PR #1404, opened 2021-06-01
RD-1295 Add TS project references

Gelio:
This PR adds support for [project references](https://www.typescriptlang.org/docs/handbook/project-references.html) in our TS projects.

The projects structure is as follows:

image

and then there is the main `tsconfig.json` solution project that includes all of the projects. Arrow `A -> B` means that project `A` uses `B` as a reference.

TypeScript compilation results (only declaration files and declaration maps, as well as a `tsbuildinfo` file) are cached in the `tsc-dist` directory. They are not used in any user-facing solution.

## Benefits

1. Errors from unrelated projects can be shown at the same time in webpack/`npm run check-types`

    For example, if there were errors in both `test/jest` and `test/cypress` and `backend`, all those projects do not depend on each other, so they can be type-checked in parallel. Previously, due to using `&&` in the `npm run check-types` command, only errors from a single project were shown.

2. TypeScript detects references across projects.

    For example, when searching for references to some `Stage` API declared in `app`, IDEs should now correctly detect the use of that API in other projects, e.g. `widgets`.

    With project references: 
    image

    Without project references: 
    image

3. Webpack reports up-to-date errors when API in `app` changes.

    If there is an API change in `app`, webpack recompiles the types in `app` and then recompiles `widgets`. Previously, webpack relied on the initial version of `app`, meaning that if you changed some `app` API, errors in `widgets` due do that API change were not reported.

    For example, I replaced `StageUtils.isEmptyWidgetData` with `null`.
    With project references: 
    image

    Without project references, webpack is happy:
    image

4. Less resource usage in IDEs

    IDEs can now use a single TS language server for the main `tsconfig.json` solution file instead of starting up a new TS language server for each subproject. This means that when working in multiple directories (and thus, multiple projects), you will have just a single TS language server and will compile each file only once, instead of N language servers and N compilations.

    With project references (a single TS language server): 
    image

    Without project references (multiple TS servers):
    image

5. Better performance when type-checking (see [Performance](#performance))

## Code changes

Any code changes done in this PR are due to the `declarationMap` setting being enabled in TS projects. Because of it there can be no private types used in public APIs. I had to modify some files that had unusual code structure, e.g. did not export the main component, or used some private variable to extend some global API.

Feel free to comment on specific changes and I will try to provide explanations, but perhaps the fastest way would be to try to revert the change locally and inspect the error from `npm run check-types` :slightly_smiling_face: 

## Not addressed in this PR

I have not addressed the following items in this PR:
1. Configure path aliases to shorten import paths. This would introduce even more changes that are not strictly related to project references. Project references support turned out to be hard enough IMO that configuring import paths can be done in a separate ticket.
    I have modified RD-1724 (an existing ticket for import paths) to capture this requirement
2. Upgrade to TypeScript 4.3. It introduces some improvements for TS project references performance and files size. I will do that in a separate PR, still as a part of RD-1295

## Performance

Performance comparison of type-checking is available here:
https://docs.google.com/spreadsheets/d/1rMQYPDzRhN44GER2TXPcvnBBszUUodZNK-w11IS4jAE/edit#gid=0

Conclusion:
1. Rechecking in webpack may be now slower, since webpack potentially has to recompile 2 projects, not just 1 (see benefit number 3).
2. `npm run check-types` is 50% slower when doing a cold start (without the `tsc-dist` cache) (30s vs 19s).
3. `npm run check-types` is 98% or 50% faster with a warm cache (0.45s when no changes, 8.18s when there are changes, compared to 19s without project references)

I hope all of the above are improved with the TS 4.3 upgrade based on these premises:
1. https://devblogs.microsoft.com/typescript/announcing-typescript-4-3/#tsbuildinfo-is-smol
2. https://devblogs.microsoft.com/typescript/announcing-typescript-4-3/#lazier-incremental

## System tests

https://jenkins.cloudify.co/blue/organizations/jenkins/Stage-UI-System-Test/detail/Stage-UI-System-Test/714/pipeline

Queued 2021-06-07 9:00 CEST


README.md
```diff
@@ -55,6 +55,27 @@ Changes in the source code shall be loaded to the development version of the app
...
+
+Compilation results are stored in the `tsc-dist` directory. Keep in mind those are only used by the TypeScript compiler
+and are not used in the UI application. Keeping those files serves as a cache to speed up subsequent compilations.
+
+When developing, make sure your IDE TypeScript plugin supports project references and is using the main `tsconfig.json`
+file as the configuration file. If your IDE uses project-specific `tsconfig.json` files
+(e.g. [`app/tsconfig.json`](./app/tsconfig.json) for files in the `app` directory), your IDE will be doing unnecessary
+work compiling subprojects multiple times.
+
+IDEs known to work with project references:
```
Gelio, line 72: Let me know if you see references in WebStorm in all projects when looking for references for some Stage API, e.g. `StageUtils` (if you see their usage in `widgets` too)

If yes, I'll also mention WebStorm here

app/utils/External.ts
```diff
@@ -1,7 +1,5 @@
-/**
- * Created by pposel on 09/02/2017.
- */
-
+// eslint-disable-next-line @typescript-eslint/ban-ts-comment
```
Gelio, line 1: Whoops, looks like I'll have conflicts with #1402 :smile:

test/cypress/integration/widgets/deployments_view_spec.ts
```diff
@@ -5,6 +5,7 @@ import type { SystemLabel } from '../../support/deployments';
 
 import { exampleBlueprintUrl } from '../../support/resource_urls';
 import { FilterRuleOperators, FilterRuleType } from '../../../../widgets/common/src/filters/types';
+import '../../../../widgets/common/src/deploymentsView';
```
Gelio, line 8: Unfortunately, TS did not detect those `namespace` extensions, so I had to import manually :worried: 

Same for filters

Gelio:
There are errors in the system tests setup now. I'll check it out shortly

app/utils/External.ts
kubama: Could we leave this file as js to make the merge as easy as possible?

widgets/common/src/filters/AddRuleButton.tsx
```diff
@@ -4,7 +4,7 @@ import { getTranslation } from './common';
 const { Button } = Stage.Basic;
```
kubama, line 4: I guess this line could be now moved to `AddRuleButton`

widgets/common/src/filters/RuleRemoveButton.tsx
```diff
@@ -4,7 +4,7 @@ import { getTranslation } from './common';
 const { Button } = Stage.Basic;
```
kubama, line 4: Could be moved to where it is used?

widgets/common/src/labels/AddButton.tsx
```diff
@@ -3,8 +3,8 @@ import type { ComponentProps, FunctionComponent } from 'react';
 const { Button } = Stage.Basic;
```
kubama, line 3: Move to `LabelAddButton`?

widgets/common/src/labels/LabelErrorPopup.tsx
```diff
@@ -3,7 +3,7 @@ import type { ComponentProps, FunctionComponent } from 'react';
 const { Popup } = Stage.Basic;
```
kubama, line 3: Once again, how about moving it as a result of the change in L6?

app/utils/External.ts
Gelio: Nope, unfortunately, we cannot because TS did not know which function parameters were optional in some cases :worried: 

I believe we should merge #1402 first and then I'll just use your file

widgets/common/src/filters/AddRuleButton.tsx
Gelio: Done :+1:

widgets/common/src/filters/RuleRemoveButton.tsx
Gelio: Done :+1:

widgets/common/src/labels/AddButton.tsx
Gelio: Done :+1:

widgets/common/src/labels/LabelErrorPopup.tsx
Gelio: Done :+1:

Gelio:
I believe I have fixed the system tests - we needed to use `import type` in 2 places that I added in this PR.

Here's a rerun:
https://jenkins.cloudify.co/blue/organizations/jenkins/Stage-UI-System-Test/detail/Stage-UI-System-Test/695/pipeline

app/utils/External.ts
kubama: Looking at the changes made I think it could be also done the other way around - I guess changes form #1402 could safely overwrite changes made here.

Gelio: I see, then looks like it does not matter which PR goes in first :slightly_smiling_face: Thanks

kubama (approved):
I don't have knowledge to review the approach or its implementation. I'm assuming it just does its job as there are visible benefits, so I'm happy to approve.

qooban:
I'm sure I won't be able to review it today. I'll try tomorrow morning, but looking at my time-plan I may also leave it to be approved just by @kubama . Hope that's fine with you.

Gelio:
@qooban Sure, no worries, I believe a single approval could be enough, as most of the changes are related to the configuration and then addressing any TS errors the came up

@kubama @qooban Can either of you check if the project still works well in WebStorm, if you can go to references, etc? I don't want to break the development experience for you :smile:

Gelio:
The only failing test seems to be flaky. I have raised RD-2540 to fix it and I'm working on it ATM

README.md
qooban: Yes, it works fine in WebStorm:
image

README.md
```diff
@@ -55,6 +55,27 @@ Changes in the source code shall be loaded to the development version of the app
 - for changes in [app](./app) and [widgets](./widgets) directory you need to reload page to see your updates,
 - for changes in [backend](./backend) directory you don't need to reload page as backend server will automatically be restarted.
 
+## TypeScript support in IDEs
```
qooban, line 58: Digression:

I'm not sure if main `README.md` file is the best place for such description, but right now I don't have better suggestion. Probably we would need to create something new, or add another `md` file in `doc` folder for IDE/TS related descriptions.

package.json
```diff
@@ -22,20 +22,15 @@
     "build:analyse:widgets": "npm run build -- --env.analyse=widgets",
     "build:analyse:widgets-common": "npm run build -- --env.analyse=widgets-common",
     "build:coverage": "cross-env COVERAGE_CHECK=1 npm run build",
-    "check-types": "npm run check-types:backend && npm run check-types:frontend && npm run check-types:widgets && npm run check-types:cypress",
-    "//": "The backend and app directories are type-checked when compiling their respective test projects, so there's no need to type-check them individually",
-    "check-types:backend": "tsc -p backend/test --checkJs false",
-    "check-types:frontend": "tsc -p test/jest --checkJs false",
-    "check-types:widgets": "tsc -p widgets --checkJs false",
-    "check-types:cypress": "tsc -p test/cypress --checkJs false",
+    "check-types": "tsc --build",
```
qooban, line 25: Nice! I like this change 👍🏻

widgets/common/src/filters/RulesForm.tsx
```diff
@@ -46,7 +46,7 @@ function getFilterRule(filterRuleRow: FilterRuleRow): FilterRule {
     return filterRuleRow.rule;
 }
 
-interface RulesFormProps {
+export interface RulesFormProps {
```
qooban, line 49: I checked removing that and type-checking called from webpack devserver did not complain about it, but when I run `npm run check-types` I got errors (the same goes to `LabelsInputProps` and `ValidationErrorPopupProps`).

Is it expected that we will get different output from webpack with type-checking and check-types script?

widgets/common/src/DataTypesButton.jsx
```diff
@@ -1,6 +1,4 @@
-/**
- * Created by jakubniezgoda on 15/04/2019.
- */
+export {};
```
qooban, line 1: Hmmm... Wouldn't it be better to export `DataTypesButton` if the export is necessary?

qooban (commented):
Similarly to Kuba M. I don't have relevant knowledge about the feature to provide the real review. Tested it a bit in WebStorm and seems it works fine. Few comments added.

README.md
Gelio: I can move it to `doc/README.md` if you'd like

widgets/common/src/DataTypesButton.jsx
Gelio: I suppose we could. I added the `export` because the file was not an ES module and TS complained :smile: I'll export `DataTypesButton` :+1:

widgets/common/src/filters/RulesForm.tsx
Gelio: It turns out it was not the case. This error occurred in `npm run check-types` despite having `declarationMap: false`. My other hunch is that declaration errors are not emitted by default due to `declaration: false` in `diagnosticOptions` in https://github.com/TypeStrong/fork-ts-checker-webpack-plugin/blob/5b7c333d91f3eed9fb134ba9b9ed10f52115e7f6/README.md#typescript-options.

I tried setting it to `true` in `webpack.config.json`, but the errors still were not reported by webpack.

It looks like only declaration errors are not reported, as other errors were reported normally, as I have seen. We can always remove `ForkTsCheckerWebpackPlugin` and run `tsc --build --watch` ourselves. It will always report all the errors, and it may be faster (just a thought) :smile: 

I think the issue is rather minor and I don't mind not seeing rare errors in webpack, so I'd rather move on. Let me know if you have other expectations :slightly_smiling_face: 

---

When experimenting, I created a shared `tsconfig.base.json` for the stage repo, which IMO is a good idea, as it reduces the number of lines of code in the configs. I will commit the changes

widgets/common/src/DataTypesButton.jsx
Gelio: Done

README.md
Gelio: Done

README.md
qooban: Let's leave it here for now.

qooban (dismissed):

widgets/common/src/filters/RulesForm.tsx
qooban: Thanks for checking. OK, let's leave it.

Adding shared config - good idea 👍🏻

Gelio:
This PR had conflicts anticipated in https://github.com/cloudify-cosmo/cloudify-stage/pull/1404#discussion_r642871222 since #1402 was merged.

You can see the merge conflicts resolution by running:

```sh
git show e9f1d1bd2382d7faae0f859db4a077227b36499a
```


`npm run check-types` still works after resolving those. However, I'll run a full system test suite just in case :smile: 

https://jenkins.cloudify.co/blue/organizations/jenkins/Stage-UI-System-Test/detail/Stage-UI-System-Test/706/pipeline

qooban (approved):

Gelio:
Looks like this can finally be merged :smile: 

I just got 2 failures in the e2e tests, both in the Getting Started modal, both coming from some incompatibility with some AWS blueprint:

image

:worried:

I don't think it's a blocker for this PR, since it does not seem to be related, but anyway, that should probably be fixed soon. I'll create a bug for that and post it on Slack, and I'll merge the PR in the meantime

━━━━━━━━

→ **ABOUT THIS TASK**: Within the entries above, find the string "shown" and return each line that holds it.

→ **RESULT**:
1. Errors from unrelated projects can be shown at the same time in webpack/`npm run check-types`
    For example, if there were errors in both `test/jest` and `test/cypress` and `backend`, all those projects do not depend on each other, so they can be type-checked in parallel. Previously, due to using `&&` in the `npm run check-types` command, only errors from a single project were shown.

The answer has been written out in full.